Heather Jane Savory (born 1963) is a British former chair of the Chair of the Open Data User Group. She has been the deputy national statistician and Director General for Data Capability at the Office for National Statistics and worked on Big Data for the United Nations.

==Life==
Savory was born in March 1963. As she grew up she played with Meccano and she decided as a teenager to drop humanities so she could concentrate on maths, physics, chemistry and languages. Everyone else who was studying both maths and physics at her school was a boy. Her qualifications gained her a place at Loughborough University of Technology where she graduated with a first class honours degree in Electronic and Electrical Engineering.

After Loughborough she joined the General Electric Company where she began work designing semi conductors. She was at 3D Labs when they designed their first graphics chip. She remembers the joy as the chip they had designed was manufactured and was then soldered to a printed circuit board. It worked and in 1996 3D labs was floated on NASDAQ and it was bought out by Intel in 2012.

She later took an MBA at the London Business School in 2004.

In 2012 she was appointed to be Chair of the Open Data User Group by Francis Maude. The group's role was to advise the UK government on what data should be released.

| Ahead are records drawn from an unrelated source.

PR #141, opened 2022-05-18
Adds layer.Reset function

ForestEckhardt:
The `layer.Reset()` function is some functionality that exists in (`packit/v2` library)[https://github.com/paketo-buildpacks/packit/blob/7b9a5b045761a8d224580cdb904e5464fa0e8f8b/layer.go#L95-L117]. It allows a buildpack author to ensure that there is no data left over from a cached layer. I felt that it would be appropriate to add this functionality over here as well for authors who want to guarantee that their layers are empty.

### DIFF
--- a/layer.go
+++ b/layer.go
@@ -156,6 +156,8 @@ func (l Layer) Reset() (Layer, error) {
 	l.SharedEnvironment = Environment{}
 	l.BuildEnvironment = Environment{}
 	l.LaunchEnvironment = Environment{}
+	l.Profile = Profile{}
+	l.Exec = Exec{Path: filepath.Join(l.Path, "exec.d")}
 	l.Metadata = nil
 
 	err := os.RemoveAll(l.Path)
--- a/layer.go
+++ b/layer.go
@@ -157,7 +157,6 @@ func (l Layer) Reset() (Layer, error) {
 	l.BuildEnvironment = Environment{}
 	l.LaunchEnvironment = Environment{}
 	l.Profile = Profile{}
-	l.Exec = Exec{Path: filepath.Join(l.Path, "exec.d")}
 	l.Metadata = nil
 
 	err := os.RemoveAll(l.Path)
--- a/layer.go
+++ b/layer.go
@@ -146,6 +146,31 @@ type Layer struct {
 	Exec Exec `toml:"-"`
 }
 
+func (l Layer) Reset() (Layer, error) {
+	l.LayerTypes = LayerTypes{
+		Build:  false,
+		Launch: false,
+		Cache:  false,
+	}
+
+	l.SharedEnvironment = Environment{}
+	l.BuildEnvironment = Environment{}
+	l.LaunchEnvironment = Environment{}
+	l.Metadata = nil
+
+	err := os.RemoveAll(l.Path)
+	if err != nil {
+		return Layer{}, fmt.Errorf("error could not remove file: %s", err)
+	}
+
+	err = os.MkdirAll(l.Path, os.ModePerm)
+	if err != nil {
+		return Layer{}, fmt.Errorf("error could not create directory: %s", err)
+	}
+
+	return l, nil
+}
+
 // SBOMPath returns the path to the layer specific SBOM File
 func (l Layer) SBOMPath(bt SBOMFormat) string {
 	return filepath.Join(filepath.Dir(l.Path), fmt.Sprintf("%s.sbom.%s", l.Name, bt))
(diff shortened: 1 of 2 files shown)


layer.go
```diff
@@ -146,6 +146,31 @@ type Layer struct {
...
+		Build:  false,
+		Launch: false,
+		Cache:  false,
+	}
+
+	l.SharedEnvironment = Environment{}
+	l.BuildEnvironment = Environment{}
+	l.LaunchEnvironment = Environment{}
+	l.Metadata = nil
+
```
samj1912, line 160: Do we also want to reset Profile?

dmikusa-pivotal:
Generally 👍 on this.

Two questions. 

1. Do you think it would be worthwhile to have either an argument or a similar function that only clears out the contents of the layer? i.e. just remove/recreate the layer directory.

I'd have to dig deeper to confirm, but I think there are cases in libpak where we are doing something similar.

2. I'm wondering about what the consumption of `layer.Reset()` looks like in packit. What situations do you find yourself using this? Do you generally have a layer you're actively working with and then want to reset it? or are you creating a new layer & resetting it? 

    Right now libcnb has `layers.Layer(..)` which creates a new layer that creates a layer and if it exists loads metadata. I could perhaps see expanding on that to allow creating an empty layer, or creating a layer and wiping any existing metadata/files.

    My initial thought was what is the difference between creating a new layer and resetting a layer, and I don't think much except the context in which that's being used by library consumers. If buildpack authors are having to create a new layer and reset it immediately, that's not great. If on the other hand the pattern is to create a layer, use it a bit, then perhaps reset it, I could see the reset method being handy. Or perhaps we could have both? Thoughts?

ForestEckhardt:
So the general workflow that we have set up in most of our buildpacks that supply dependencies is that we will load a layer with `layers.Get()` we will then look at the metadata and see if we should reuse the layer. If the layer needs to be rebuilt because the cached layer does not line up we will then call `layer.Reset()` to clear the layer and make sure it is clean for the new dependency. A good example of this is [go-dist `build.go`](https://github.com/paketo-buildpacks/go-dist/blob/main/build.go). 

There are cases where we just want to load a layer and use it without doing any cache evaluation and then just add information to it. Typically we would see that type of layer for something like a build cache or a module cache. A good example is in [go-build `build.go`](https://github.com/paketo-buildpacks/go-build/blob/main/build.go). Here we create a `goCacheLayer` that we use to store all of the `go build` cache which we use to make rebuilds faster. 

The real purpose for `layer.Reset()` is to ensure that your rebuilds are not dirtied by previous builds when they shouldn't be. It makes the author have to be more intentional about keeping their image clean and gives them the ability to ensure cleanliness.

dmikusa-pivotal:
Gotcha. Makes sense. I think this is probably a new pattern in libcnb. Previously, with the layer contributors wrapped handled some of these decisions. Thanks

dmikusa-pivotal (approved):

layer.go
ForestEckhardt: Added both Profile and Exec to the reset logic. Exec might not be necessary but I figured I would add it for consistency sake.

samj1912:
@ForestEckhardt I have a couple of qs. I think the current API in libcnb is a bit of a mistake where we allow the execd field to be public writeable. It should ideally be read only. Given the above, we should not be changing that during reset and ideally also fixing this in v2 in a subsequent PR.

Could you make it so that reset doesn't change the execd path?

samj1912:
I am curious what y'all think about an API like this -> https://samj1912.github.io/python-libcnb/api/#libcnb._layers.Layer.load

Do we also need an equivalent load function here as well?

samj1912 (approved):

ForestEckhardt:
> I am curious what y'all think about an API like this -> https://samj1912.github.io/python-libcnb/api/#libcnb._layers.Layer.load
> 
> Do we also need an equivalent load function in libcnb as well? (Maybe in a subsequent PR?)

I think that this is what `layers.Layer` does. It does however fail to load the previous environment variables which is something we should address.

samj1912:
> > I am curious what y'all think about an API like this -> [samj1912.github.io/python-libcnb/api/#libcnb._layers.Layer.load](https://samj1912.github.io/python-libcnb/api/#libcnb._layers.Layer.load)
> > Do we also need an equivalent load function in libcnb as well? (Maybe in a subsequent PR?)
> 
> I think that this is what `layers.Layer` does. It does however fail to load the previous environment variables which is something we should address.

Do we also want to load profile apart from env vars?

In 2016 Savory began work the United Nations representing the UK Office for National Statistics. She was co-chair and led a team looking at the opportunities created by the exploitation of Big Data to improve the UN's delivery of the 2030 sustainable development goals.

In 2020 she left the position of Deputy National Statistician at the British Office for National Statistics to serve with the United Nations Working Group on Big Data for Official Statistics – GWG. This role enables the UN to encourage the exchange of data and methods across the globe.